Below is a partial list of common media types:
text/html- Used to identify HTML files.
text/css- Used to identify Cascading Style Sheets (CSS) files.
text/plain- Used to identify plain text files.
text/xml- Used to identify XML files.
image/gif- Used to identify GIF image files.
image/jpeg- Used to identify JPEG image files.
image/png- Used to identify PNG image files.
application/pdf- Used to identify Portable Document Format (PDF) files.
application/octet-stream- Used as a generic way to identify binary files which is often used for transferring EXE or ZIP files.
audio/mpeg- Used to identify MPEG audio file but is often used for other formats such as MP3.

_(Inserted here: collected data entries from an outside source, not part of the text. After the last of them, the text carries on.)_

PR #849, opened 2019-12-16
moving from simple mail to MIME

abvaidya:
bug fix to avoid adding duplicate rows for pending members


libs/java/server_common/src/main/resources/messages/membership-approval.html
```diff
@@ -0,0 +1,31 @@
...
+        <hr>
+        <table id="t01">
+            <tr><td class="ch">DOMAIN</td><td class="cv">{0}</td></tr>
+            <tr><td class="ch">ROLE</td><td class="cv">{1}</td></tr>
+            <tr><td class="ch">MEMBER</td><td class="cv">{2}</td></tr>
+            <tr><td class="ch">REASON</td><td class="cv">{3}</td></tr>
+            <tr><td class="ch">REQUESTOR</td><td class="cv">{4}</td></tr>
+        </table>
+        <hr>
+        <div class="bt">Please visit the <a href="{5}">Athenz Workflow Sceen</a> to act on the request.</div>
```
havetisyan: Screen

libs/java/server_common/src/main/resources/messages/membership-approval.html
```diff
@@ -0,0 +1,31 @@
...
+<head>
+    <meta charset="utf-8">
+    <title></title>
+    <style></style>
+</head>
+<body style="margin: 0; background: rgba(231, 232, 231, 1.0);">
+<div class="wrapper">
+    <div class="mbrapproval">
+        <div class="logo">
+            <!-- <img src="athenz-logo-white.png" class="athenzlogowhite" alt="Athenz logo"/> -->
```
havetisyan: why a comment? can we remove this?

libs/java/server_common/src/main/java/com/yahoo/athenz/common/server/notification/impl/EmailNotificationService.java
```diff
@@ -134,7 +148,10 @@ String getBody(String type, Map<String, String> details) {
                 body = getPrincipalExpiryBody(details);
                 break;
         }
-        body = body + getFooter();
+        if (addFooter) {
+            body = body + getFooter();
+        }
+        body = body.replace("<style></style>", "<style>" + readContentFromFile(EMAIL_TEMPLATE_CSS) + "</style>");
```
havetisyan: here and also on line 193, we seem to be calling readContentsFromFile every time we generate a message. Can't we read those contents only once during class constructor and then keep reusing them?

libs/java/server_common/src/main/resources/messages/membership-approval.html
abvaidya: Will fix the typo. 
For now i did the changes only for membership notification. I can use same template for expiry notifications as well.

PR #855, opened 2019-12-23
add extract domain/service/role name functions to AthenzUtils

havetisyan:

### DIFF
--- a/libs/java/auth_core/src/main/java/com/yahoo/athenz/auth/util/AthenzUtils.java
+++ b/libs/java/auth_core/src/main/java/com/yahoo/athenz/auth/util/AthenzUtils.java
@@ -112,7 +112,7 @@ public class AthenzUtils {
      * which includes the role name. The format of the role name
      * is {domain}:role.{role-name}
      * @param roleName the full arn of the role
-     * @return role name, null if it's not expected full arn format
+     * @return domain name, null if it's not expected full arn format
      */
     public static String extractRoleDomainName(final String roleName) {
         int idx = roleName.indexOf(ROLE_SEP);
@@ -127,7 +127,7 @@ public class AthenzUtils {
      * Extract the domain name from the principal name which
      * is in the format {domain}.{service}
      * @param principalName full name of the principal
-     * @return domain name, null if it's not the expected full service name
+     * @return domain name, null if it's not the expected full principal service name
      */
     public static String extractPrincipalDomainName(final String principalName) {
         int idx = principalName.lastIndexOf('.');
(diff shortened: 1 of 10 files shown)


libs/java/auth_core/src/main/java/com/yahoo/athenz/auth/util/AthenzUtils.java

application/xhtml+xml- Used to identify XHTML files served as XML.
Media Types And XHTML
If a Web server identifies the media type for an XHTML Web page as text/html, the browser to which it is sending the page will parse the Web page as though it were HTML.

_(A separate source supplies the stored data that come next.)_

PR #856, opened 2019-12-24
updated dependency packages

havetisyan:

### DIFF
--- a/pom.xml
+++ b/pom.xml
@@ -69,22 +69,22 @@
   </ciManagement>
 
   <properties>
-    <jetty.version>9.4.24.v20191120</jetty.version>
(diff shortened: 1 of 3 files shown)


pom.xml
```diff
@@ -222,7 +222,7 @@
     <dependency>
       <groupId>org.testng</groupId>
       <artifactId>testng</artifactId>
-      <version>7.0.0</version>
+      <version>7.1.1</version>
```
abvaidya: should be 7.1.0

havetisyan: 7.1.1 is the latest - it’s just hasn’t been pushed yet from bintray. Once it’s synced then we can murge this pr.

PR #861, opened 2020-01-04
properly reading resources from classpath

abvaidya:


libs/java/server_common/src/main/java/com/yahoo/athenz/common/server/notification/impl/EmailNotificationService.java
```diff
@@ -117,14 +118,30 @@
...
     }
 
+    byte[] readBinaryFromFile(String fileName) {
+
+        byte[] fileByteArray = null;
+        URL resource = getClass().getClassLoader().getResource(fileName);
+        if (resource != null) {
+            try (InputStream fileStream = getClass().getClassLoader().getResourceAsStream(fileName)) {
+                //convert to byte array
+                fileByteArray = IOUtils.toByteArray(Objects.requireNonNull(fileStream));
```
havetisyan: Both here and in the readContentFromFile method why are we calling Objects.requireNonNull if we have already verified that the resource is valid - there is resource != null check? was the plan to remove the initial resource check completely?

PR #877, opened 2020-02-10
system admin option to reset domain last modified timestamp

havetisyan:
if we need to make sure a domain is synced from zts to zms, this option would allow system admins to change the last modified timestamp thus marking the domain as changed rather than asking the domain admin to make some change that is not necessary in the domain.


psasidhar:
👍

If the media type is identified as application/xhtml+xml, the browser will parse the Web page as XML. This means the browser will enforce the rules of XML, which means that, if the markup contains errors (such as missing closing elements, incorrectly nested elements, or attributes that are not quoted), the browser will not render the Web page.
Since the media type application/xhtml+xml exists, why doesn't everyone who writes XHTML Web pages serve the pages as XML? The answer is - Internet Explorer. Although most other modern browsers such as Firefox, Opera and Safari support the application/xhtml+xml media type, Internet Explorer still does not. The IE development team has indicated they plan to support the application/xhtml+xml media type, but until IE comes up to speed, most developers continue to serve XHTML 1.0 as HTML. This can be done because, when written correctly, XHTML 1.0 is backward-compatible to HTML 4.01.
In addition of course, XHTML incorporates all the forward-looking strengths of XML. As W3C's Working Group wrote in the XHTML 1.0 spec:
The XHTML family is the next step in the evolution of the Internet. By migrating to XHTML today, content developers can enter the XML world with all of its attendant benefits, while still remaining confident in their content's backward and future compatibility.
Further Reading
References
Frequently Asked Questions
Why not use file extensions like (.htm and .gif) instead of media types to determine the type of file?
Many Web pages are created via server-side scripts (PHP, ASP, ASP.NET, etc.). File extensions for these scripts are different from those used for static files. These server-side scripts can return different types of files - not only Web pages. Also, many URLs point to Web pages that don't have file extensions.
Why do Web browsers enforce XML rules but not HTML rules?
Early Web browsers did enforce the rules of HTML and stopped rendering Web pages if HTML markup contained errors. However, in the late 1990s, in a race to gain market share, Web browsers started to make adjustments for invalid markup. This tolerance of poor markup came at a price for browser vendors and developers:
- Web browsers became more complex to build and maintain.
- They required more computing resources since more and more code was devoted to fixing markup mistakes.
- Web browser support for invalid markup encouraged sloppy authoring practices.
Tolerance of invalid markup also stifled innovation:
- Since Web browsers were more complex to build, there were fewer competitors.
- Since browsers were more complex to maintain, there were fewer updates to the software, and less development resources went into new features.
- Since Web browsers required more computing resources, they could not be incorporated into low-resource devices such as early cell phones and other embedded systems.
- Sloppy markup practices also undermined any foundation for extending HTML to support more complex sub-languages used to describe mathematics, music, etc.
To kick start innovation, HTML was reformulated into XHTML.